Recorded data:
________________________________________
PR #4376, opened 2024-08-01
[component] Combine all Fenix and GeckoView bugs in training set for component model

### LINKED ISSUE #4374: [component] Combine all Fenix and GeckoView bugs in training set for component model
Due to #4355, we would need to train the general component model on all Fenix and GeckoView bugs considered to be a single class.

benjaminmah:
Resolves #4374.

Intended to combine all Fenix and GeckoView bugs into a single class for the training set.

Linked to #4355, as these bugs will be classified generally by the component model prior to being passed into the Fenix/GeckoView-specific component model.

### DIFF
--- a/bugbug/models/component.py
+++ b/bugbug/models/component.py
@@ -131,11 +131,8 @@ class ComponentModel(BugModel):
         }
 
     def filter_component(self, product, component):
-        if product == "Fenix":
+        if product == "Fenix" or product == "GeckoView":
             return "Fenix"
-
-        if product == "GeckoView":
-            return "GeckoView::General"
 
         full_comp = f"{product}::{component}"
 
--- a/bugbug/models/component.py
+++ b/bugbug/models/component.py
@@ -133,6 +133,10 @@ class ComponentModel(BugModel):
     def filter_component(self, product, component):
         if product == "Fenix":
             return "Fenix"
+
+        if product == "GeckoView":
+            return "GeckoView::General"
+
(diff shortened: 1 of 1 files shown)


bugbug/models/component.py
```diff
@@ -133,6 +133,10 @@ def __init__(self, lemmatization=False):
     def filter_component(self, product, component):
         if product == "Fenix":
             return "Fenix"
+
+        if product == "GeckoView":
+            return "GeckoView::General"
```
marco-c, line 138: It might be better to combine all of them together as a single class, the model should perform better this way

benjaminmah: Yep, I was planning on doing so after training the model once! I'll be sure to compare the results as well. My only concern with combining them into a single class is if the bug is not classified by the Fenix/GeckoView-specific model, it will default to the component model classification (which would be our combined class). Should the combined class simply be `Fenix::General`?

benjaminmah:
[Model Metrics](https://github.com/user-attachments/files/16461667/output.log)

Performs slightly better than the current model, as all GeckoView and Fenix bugs are grouped together under the label `Fenix::General`.

bugbug/models/component.py
marco-c: I see your point.
Yes, I think it'd be ideal to fallback on `Fenix::General` when the specific model isn't sure.

marco-c (approved):

Issue #384, opened 2019-05-09
Add tests for repository._transform


marco-c:
Also change the function name, since we're there.

rajibmitra:
I would like to work on this , could you please assign this me @marco-c

marco-c:
@rajibmitra feel free to work on it! Issues are assigned automatically when there is a PR to fix them.

Iantonga:
hello I would like to work on this issue, could you give me some pointers on where to get started? Thanks!

marco-c:
@lantonga we need to add tests for the _transform function of the repository module.

Nathan-Wisner:
Can someone more intimate with the _transform function either add comments or give us pseudocode / an oversimplification so we can start understanding it?

marco-c:
The function is analyzing a commit and gathering a few metrics from it. What parts of the function are not clear? If you have specific doubts I can help clarifying them.

alihaiderrizvi:
I'm having trouble installing `rs_parsepatch`. I installed all dependencies from `requirements.txt` and `test-requirements.txt` except `rs_parsepatch`. This is the error I'm getting:

![error1](https://user-images.githubusercontent.com/45711004/111027305-52aee180-83a4-11eb-81ae-be1756a25684.png)
![error2](https://user-images.githubusercontent.com/45711004/111027323-68bca200-83a4-11eb-96e2-b8ed01be7796.png)
![image](https://user-images.githubusercontent.com/45711004/111027340-838f1680-83a4-11eb-9f44-f6b840ebea5d.png)

marco-c:
@alihaiderrizvi from the error, it looks like you need to install Visual Studio.

alihaiderrizvi:
I installed Visual Studio, and now I'm getting the following error:
![error1](https://user-images.githubusercontent.com/45711004/111079765-a579bd80-84b8-11eb-8c31-33454e823c1e.png)
![error2](https://user-images.githubusercontent.com/45711004/111079770-aca0cb80-84b8-11eb-8e86-7ee3fb182c36.png)

marco-c:
Try setting Rust nightly as your default

alihaiderrizvi:
That worked! `rs_parsepatch` is installed.
However, when I ran pytest on `tests/test_repository.py`, many tests return the following error:
`Exception: rust-code-analysis is required for code analysis`
[...]

PR #4404, opened 2024-08-06
Added initial tests for repository._transform.

flowejam:
Also added comments re. failed tests for repository._transform.
This is for #384

### DIFF
--- a/bugbug/repository.py
+++ b/bugbug/repository.py
@@ -716,6 +716,7 @@ def set_commit_metrics(
 
 
 def transform(hg: hglib.client, repo_dir: str, commit: Commit) -> Commit:
+    # TODO: rename this function and the corresponding tests
     hg_modified_files(hg, commit)
 
     if commit.ignored or len(commit.backsout) > 0 or commit.bug_id is None:
--- a/tests/test_repository.py
+++ b/tests/test_repository.py
@@ -2859,3 +2859,101 @@ void main() {
             }
         ]
     }
+
+
+def test_transform(fake_hg_repo):
+    def create_commit_obj(node, desc, bug_id, backsout, backedoutby):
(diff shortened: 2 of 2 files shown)


suhaibmujahid (commented):
Thank you for your contribution, @flowejam!

The tests are failing! Could you please fix that?

flowejam:
> Thank you for your contribution, @flowejam!
> 
> The tests are failing! Could you please fix that?

Thanks Suhaib!

Apologies if I'm missing something here, but from the log it looks like the only test that is failing is the one I added - I've included a snippet below. I think there could be an issue with the way tests are detected?

```
  # The test currently fails here with an error - might indicate an issue with
        # the is_test function in bugbug/repository.py.
        repository.transform(hg, local, commit3)
>       assert commit3.test_files_modified_num == 1
E       AssertionError: assert 0 == 1
```
E.g. for bugbug, tests are in a folder called 'tests' in the main directory of the repo, but wouldn't they be missed by this function (repository.is_test)?:

```
# This code was adapted from https://github.com/mozsearch/mozsearch/blob/2e24a308bf66b4c149683bfeb4ceeea3b250009a/router/router.py#L127
def is_test(path: str) -> bool:
    return (
        "/test/" in path
        or "/tests/" in path
        or "/mochitest/" in path
        or "/unit/" in path
        or "/gtest/" in path
        or "testing/" in path
        or "/jsapi-tests/" in path
        or "/reftests/" in path
        or "/reftest/" in path
        or "/crashtests/" in path
        or "/crashtest/" in path
        or "/gtests/" in path
        or "/googletest/" in path
    )
```

flowejam:
@suhaibmujahid @marco-c just thought I'd follow up - any chance of getting another look at this?

PR #4406, opened 2024-08-07
Rag example selection based on score

olewicki:


bugbug/tools/code_review.py
```diff
@@ -1116,15 +1116,24 @@ def find_similar_patch_comments(self, patch: Patch, limit: int):
...
+                        result.id not in max_score_per_found
+                        or result.score > max_score_per_found[result.id]
+                    ):
+                        max_score_per_found[result.id] = result
+
+        list_found_with_score = [
+            (max_score_per_found[e].score, max_score_per_found[e])
+            for e in max_score_per_found
+        ]
+        list_found_with_score.sort()  # order based on score
```
suhaibmujahid, line 1136: This could be simplified using `sorted()`:
```suggestion
        list_found_with_score = sorted(
            (max_score_per_found[e].score, max_score_per_found[e])
            for e in max_score_per_found
        )
```

bugbug/tools/code_review.py
```diff
@@ -1116,15 +1116,24 @@ def find_similar_patch_comments(self, patch: Patch, limit: int):
 
         patch_set = PatchSet.from_string(patch.raw_diff)
 
-        yielded = 0
+        max_score_per_found = {}  # to avoid repetition of same found
```
suhaibmujahid, line 1119: I expanded the comment to make it clearer for future us :)
```suggestion
        # We want to avoid returning the same comment multiple times. Thus, if
        # a comment matches multiple hunks, we will only consider it once.
        max_score_per_found = {}
```

bugbug/tools/code_review.py
```diff
@@ -1116,15 +1116,24 @@ def find_similar_patch_comments(self, patch: Patch, limit: int):
...
-                    yielded += 1
-                    if yielded >= limit:
-                        return
+                    if (
+                        result.id not in max_score_per_found
+                        or result.score > max_score_per_found[result.id]
+                    ):
+                        max_score_per_found[result.id] = result
+
+        list_found_with_score = [
```
suhaibmujahid, line 1132:
```suggestion
        results_with_score = [
```

bugbug/tools/code_review.py
suhaibmujahid, line 1119:
```suggestion
        max_score_per_comment = {}  # to avoid repetition of same found
```

suhaibmujahid (commented):
Thank you, @olewicki! It looks good to me. I left some minor comments to improve readability.

bugbug/tools/code_review.py
olewicki: done

bugbug/tools/code_review.py
olewicki: done

bugbug/tools/code_review.py
```diff
@@ -1116,15 +1116,25 @@ def find_similar_patch_comments(self, patch: Patch, limit: int):
...
+                        result.id not in max_score_per_comment
+                        or result.score > max_score_per_comment[result.id]
+                    ):
+                        max_score_per_comment[result.id] = result
+
+        results_with_score = sorted(
+            (result.score, result)
+            for result in max_score_per_comment.values()
+        )
+        list_found = [e[1] for e in results_with_score[-limit:]]
```
suhaibmujahid, line 1138: nit: this will be self-explanatory to improve the readability:
```suggestion

        return [result for score, result in results_with_score[-limit:]]
```

suhaibmujahid (commented):
Could you please fix the linting errors?

bugbug/tools/code_review.py
```diff
@@ -1116,15 +1119,23 @@ def find_similar_patch_comments(self, patch: Patch, limit: int):
...
-                    yield result
+                    if result is not None and (
+                        result.id not in max_score_per_comment
+                        or result.score > max_score_per_comment[result.id].score
+                    ):
+                        max_score_per_comment[result.id] = result
+
+        results_with_score = sorted(
+            (result.score, result) for result in max_score_per_comment.values()
+        )
```
suhaibmujahid, line 1139: We could rely on the `PayloadScore` dataclass to be sortable and then do the following:
```suggestion
        sorted_results = sorted(
            result for result in max_score_per_comment.values()
        )
```

To make the `PayloadScore` dataclass sortable, we need to pass `order=True` to `dataclass()` and re-order the fields to have `score` as the first one.

bugbug/tools/code_review.py
```diff
@@ -1116,15 +1119,23 @@ def find_similar_patch_comments(self, patch: Patch, limit: int):
...
 
-                    yielded += 1
-                    if yielded >= limit:
-                        return
+        return [e[1] for e in results_with_score[-limit:]]
```
suhaibmujahid, line 1141: I think we should return the payload only:
```suggestion
        return [result.payload for result in sorted_results[-limit:]]
```

(the suggestion depends on https://github.com/mozilla/bugbug/pull/4406#discussion_r1711690040)

bugbug/tools/code_review.py
```diff
@@ -1009,11 +1009,13 @@ def run(self, patch: Patch) -> list[InlineComment] | None:
                     "output": "Okay, I will also consider the code as additional context to the given patch."
                 },
             )
-
+        comment_examples, comment_examples_with_score = self._get_comment_examples(
+            patch
+        )
```
suhaibmujahid, line 1014: The `comment_examples_with_score` is not used; we should drop it for now, and we could add it back when needed.

suhaibmujahid: I fixed that in a62171ee2ab72acc5d724baf0fd7b48028226980

PR #4432, opened 2024-08-22
Include additional products in `get_labels()` for `spambug`

### LINKED ISSUE #2786: Train spambug model on components from all products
________________________________________
Exercise:
Give an exact copy of the lines above, from the top of the records to the line that contains "Intended to combine", taking in both ends.

Solution to the exercise:
PR #4376, opened 2024-08-01
[component] Combine all Fenix and GeckoView bugs in training set for component model

### LINKED ISSUE #4374: [component] Combine all Fenix and GeckoView bugs in training set for component model
Due to #4355, we would need to train the general component model on all Fenix and GeckoView bugs considered to be a single class.

benjaminmah:
Resolves #4374.

Intended to combine all Fenix and GeckoView bugs into a single class for the training set.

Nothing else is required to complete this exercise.